Core demands
The review of Fangtianxia Real Estate covers 65000 new housing projects in 658 cities across the country. The daily average review of buyers' interaction exceeds 500000. In the face of massive content data, it used to require more manpower to review and identify high-quality real content. Generally, each city needs at least one person to maintain. How to complete content review more efficiently with technical means, It is an important demand of Fangtianxia. In addition, Fangtianxia has always been committed to the content analysis of real estate reviews, but the previous analysis is based on the keywords manually split by the operator. The number of keywords is small, the description is single and cannot be dynamically updated, which can only meet the basic classification of review content.
Solution
With regard to the content review of property reviews, Fangtianxia has made every effort to promote the technical review mode. The early stage mainly includes: automatic weight removal to effectively prevent the generation of similar content; Keyword filtering: content with illegal words is automatically filtered and deleted; OCR image filtering, illegal images are automatically filtered and deleted; On this basis, Fangtianxia introduced Baidu Natural Language Emotional Tendency Analysis Technology to automatically identify and refine high-quality content. When automatically refining and classifying, it can be differentiated according to the classification of emotional polarity.

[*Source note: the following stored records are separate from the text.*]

PR #30359, opened 2021-07-30
ROS-MSCL: 1.1.4-1 in 'noetic/distribution.yaml' [bloom]

robbiefish:
Increasing version of package(s) in repository `ROS-MSCL` to `1.1.4-1`:

- upstream repository: https://github.com/LORD-MicroStrain/ROS-MSCL.git
- release repository: https://github.com/LORD-MicroStrain/ROS-MSCL-release.git
- bloom version: `0.9.1`

## mscl_msgs

```
* Please see changelog
* Added aiding measurement summary for each GNSS (GQ7 only)
  Added MSCL version output when node starts
* Merge pull request #54 <https://github.com/LORD-MicroStrain/ROS-MSCL/issues/54> from civerachb-cpr/master
  Explicitly name the mscl_msgs package
* Explicitly name the mscl_msgs package instead of using the directory name; the dir name isn't reliable on some build-farms that extract each package into a separate working directory
* Contributors: Chris Iverach-Brereton, Nathan Miller, nathanmillerparker
```

## ros_mscl

```
* Installs MSCL from CMake to hopefully allow this package to be built in the buildfarm
* Merge pull request #70 <https://github.com/LORD-MicroStrain/ROS-MSCL/issues/70> from ori-drs/master
  [ros_mscl] Turn filter_data_rate and imu_data_rate into an argument
* [ros_mscl] Turn filter_data_rate and imu_data_rate into an argument
* Eliminated build warnings
* Fixed a bug that wouldn't allow the rtk dongle to be enabled as it was using the wrong variable to enable it.
* See changelog
* Added aiding measurement summary for each GNSS (GQ7 only)
  Added MSCL version output when node starts
* Merge pull request #50 <https://github.com/LORD-MicroStrain/ROS-MSCL/issues/50> from civerachb-cpr/master
  Add an arg to enable setting NED/ENU frame parameter
* Add an arg to enable setting NED/ENU frame parameter
* Contributors: Chris Iverach-Brereton, Nathan Miller, Wolfgang Merkt, nathanmillerparker, robbiefish
```

## ros_mscl_cpp_example

```
* Merge branch 'master' of https://github.com/LORD-MicroStrain/ROS-MSCL into develop
* Properly installs examples to match instructions
* Contributors: robbiefish
```

## ros_mscl_py_example

```
* Merge branch 'master' of https://github.com/LORD-MicroStrain/ROS-MSCL into develop
* Properly installs examples to match instructions
* Contributors: robbiefish
```

### DIFF
--- a/noetic/distribution.yaml
+++ b/noetic/distribution.yaml
@@ -10,6 +10,23 @@ release_platforms:
   ubuntu:
   - focal
 repositories:
+  ROS-MSCL:
+    release:
+      packages:
+      - mscl_msgs
+      - ros_mscl
+      - ros_mscl_cpp_example
+      - ros_mscl_py_example
+      tags:
+        release: release/noetic/{package}/{version}
+      url: https://github.com/LORD-MicroStrain/ROS-MSCL-release.git
+      version: 1.1.4-1
+    source:
+      test_pull_requests: true
+      type: git
+      url: https://github.com/LORD-MicroStrain/ROS-MSCL.git
+      version: develop
+    status: developed
   abb_robot_driver_interfaces:
     doc:
       type: git


clalancette:
This PR has a few problems.

1. This is failing CI because it is not in alphabetical order.  That should be easily fixed.
2. This is the only package to use ALL CAPS for the package key, and that should not be.  Please use lower case for the package key.
3. The name of this package also seems to violate https://www.ros.org/reps/rep-0144.html , specifically the global rule where a package name should not contain "ros".  That said, it could be argued that this is "binding of an upstream library", in which case the package name is OK.  If you want to argue that, please let us know.
4. Looking at the source repository, there are a lot of TODO comments in https://github.com/LORD-MicroStrain/ROS-MSCL/blob/master/mscl_msgs/package.xml .  Those should be fixed.
5. Looking at https://github.com/LORD-MicroStrain/ROS-MSCL/blob/master/ros_mscl/CMakeLists.txt#L23-L29 , I'm quite concerned that this can't possibly work on the ROS buildfarm.  Where is the MSCL library coming from?  Why would it be installed into `/usr/share` ?  Can you please explain more about how this package works, how it interacts with MSCL, and how you expect the MSCL library to be installed?

robbiefish:
Thanks for the quick response. As noted, number 1, 2, and 4 are easy fixes, but I had some questions on the other points

> 3\. The name of this package also seems to violate https://www.ros.org/reps/rep-0144.html , specifically the global rule where a package name should not contain "ros".  That said, it could be argued that this is "binding of an upstream library", in which case the package name is OK.  If you want to argue that, please let us know.

The purpose of these packages is to wrap a library that we maintain to interact with our devices called MSCL. I am not sure if this qualifies as `binding of an upstream library`, but if we did not have to rename the packages that would be convenient for us. What would we need to do to make that argument?

> 5\. Looking at https://github.com/LORD-MicroStrain/ROS-MSCL/blob/master/ros_mscl/CMakeLists.txt#L23-L29 , I'm quite concerned that this can't possibly work on the ROS buildfarm.  Where is the MSCL library coming from?  Why would it be installed into `/usr/share` ?  Can you please explain more about how this package works, how it interacts with MSCL, and how you expect the MSCL library to be installed?

This is likely another problem with this PR, but this release is based off of the [develop](https://github.com/LORD-MicroStrain/ROS-MSCL/tree/develop) branch. On develop, we have added the installation of the library in the [CMakeLists.txt](https://github.com/LORD-MicroStrain/ROS-MSCL/blob/develop/ros_mscl/CMakeLists.txt), and we install in the ROS package workspace instead of `/usr/share`. Is there a better way to do this? We had thought about standing up our own deb package server to host the MSCL deb files, but were not sure how that would work with the buildfarm as you would need to add the new server to your sources list.

clalancette:
> This is likely another problem with this PR, but this release is based off of the [develop](https://github.com/LORD-MicroStrain/ROS-MSCL/tree/develop) branch. On develop, we have added the installation of the library in the [CMakeLists.txt](https://github.com/LORD-MicroStrain/ROS-MSCL/blob/develop/ros_mscl/CMakeLists.txt), and we install in the ROS package workspace instead of `/usr/share`. Is there a better way to do this? We had thought about standing up our own deb package server to host the MSCL deb files, but were not sure how that would work with the buildfarm as you would need to add the new server to your sources list.

We definitely cannot add a new server to our sources list.

In terms of building and installing the MSCL library, there are a few ways to do this:
1. Use the version in the base distribution (assuming the library is available in Ubuntu, for instance).  This is preferred if it is available, as all of the updates will come from the base distribution.
2. Bundle the library into the package (as you seem to have done on the `develop` branch).
3. Release a separate package into the ROS distribution that just contains the library.  Once that is in there, then this package can depend on that package.  This is nice if more than one package needs to use the functionality from the library.

nuclearsandwich:
>     3\. Release a separate package into the ROS distribution that just contains the library.  Once that is in there, then this package can depend on that package.  This is nice if more than one package needs to use the functionality from the library.

From a release management perspective, this is the approach I strongly recommend. There is a [bloom tutorial for releasing third party packages](https://wiki.ros.org/bloom/Tutorials/ReleaseThirdParty). I suggest starting with the release of MSCL into ROS and commenting on the bloom PR that this library will shortly be used as a dependency for the ros bindings to MSCL package.

robbiefish:
Thanks for all the advice. We decided to go with option 2 outlined above because of the way our releases are currently orchestrated.

A new PR has been opened at #30558 that hopefully addresses these issues, so I am closing this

After the introduction of Baidu natural language processing technology, Fangtianxia has formed a set of comment tags for each real estate, which has realized the dynamic updating of tag words according to the real estate, and visually displayed the user reputation of the real estate to buyers and developers.

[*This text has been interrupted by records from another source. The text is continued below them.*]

PR #30407, opened 2021-08-05
oled_display_node: 1.0.0-1 in 'noetic/distribution.yaml' [bloom]

rohbotics:
Increasing version of package(s) in repository `oled_display_node` to `1.0.0-1`:

- upstream repository: https://github.com/UbiquityRobotics/oled_display_node.git
- release repository: https://github.com/UbiquityRobotics-release/oled_display_node-release.git
- bloom version: `0.10.7`

## oled_display_node

```
* Remove /* in comment that can cause warnings
  Bug: https://github.com/UbiquityRobotics/oled_display_node/issues/4
* Refresh the IP addr and machine name lines every 10 seconds.  This allows for a changed IP address due to networking changes to show up worse case in 10 seconds.  Any other lines the app outside of the oled display driver is concerned must be refreshed by sending messages to the display node over the input topic as this auto-refresh does not want to make assumptions about user lines in use on the display
* README.md
* Refactoring to become oled_display_node
* Added CMake install rules to allow for package release
  This should install the main executable, the launch files and the
  demo script.
* Cleanup of package and make and more
* trying to fix the section on starting from launch file
* Cleanup and enhance README to point out we intend this display node to support 1.3 inch OLED display using the SH1106 controller chip
* Initial push of OLED display node with README
* Contributors: Mark Johnston, Mark Johston, Rohan Agrawal
```

### DIFF
--- a/noetic/distribution.yaml
+++ b/noetic/distribution.yaml
@@ -4847,6 +4847,17 @@ repositories:
       url: https://github.com/ros-drivers/odva_ethernetip.git
       version: kinetic-devel
     status: maintained
+  oled_display_node:
+    release:
+      tags:
+        release: release/noetic/{package}/{version}
+      url: https://github.com/UbiquityRobotics-release/oled_display_node-release.git
+      version: 1.0.0-1
+    source:
+      type: git
+      url: https://github.com/UbiquityRobotics/oled_display_node.git
+      version: master
+    status: maintained
   ompl:
     release:
       tags:


jacobperron (commented):
Please add a LICENSE file to the source repository. A new release is not required, we just want to see the LICENSE in the source repository.

rohbotics:
Added, thanks for pointing that out.

clalancette (changes requested):
I have a few concerns with this package.

The first is that it "builds" on x86_64, but doesn't actually produce anything useful.  But I don't really understand why; basically everything it does should, in theory, work on any architecture, not just the Raspberry Pi.

The other problem I have is that this package is named `oled_display_node`, but is actually a really specific node for the SH1106 controller chip.  From that perspective, I think this should really be renamed to `sh1106_oled_display_node` or something like that.

rohbotics:
Hi @clalancette 

This package is also currently released on kinetic, so I am going to say that changing the name doesn't make sense right now. I am also not happy with the name honestly, but I think we could address that in a future ROS2 release.

Agree on the x86_64 issue, we were initially going for a bit-banging approach that may have use some Pi specifics, but now that we are just using the kernel interface we should get rid of that ugly "fake build".

We are going to be releasing a new version of the package soon (in a week or so), that would address the x86_64 issue as well as add some additional features. Should I just close this PR and we can discuss on that release, or can we merge this in and have the next version have meaningful x86_64 build? 

Note I am trying to get the magni_robot package released on noetic, and this is the last remaining dependency, so I would prefer the first option if that works for you.

clalancette:
> This package is also currently released on kinetic, so I am going to say that changing the name doesn't make sense right now. I am also not happy with the name honestly, but I think we could address that in a future ROS2 release.

Yeah, that makes sense.  Again, I just forgot to check previous ROS releases, apologies for that.

clalancette (approved):

rohbotics:
No problem, thanks for the merge!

Establishment of comment tags: Baidu comment opinion extraction technology is used to extract "short tags" and "long tags" from each comment data according to the real estate. The extracted comment tags are clustered and merged through short text similarity technology. During the process, emotional orientation analysis is also conducted to obtain the emotional polarity of comments, and finally tag keywords are displayed on the front page according to the weight.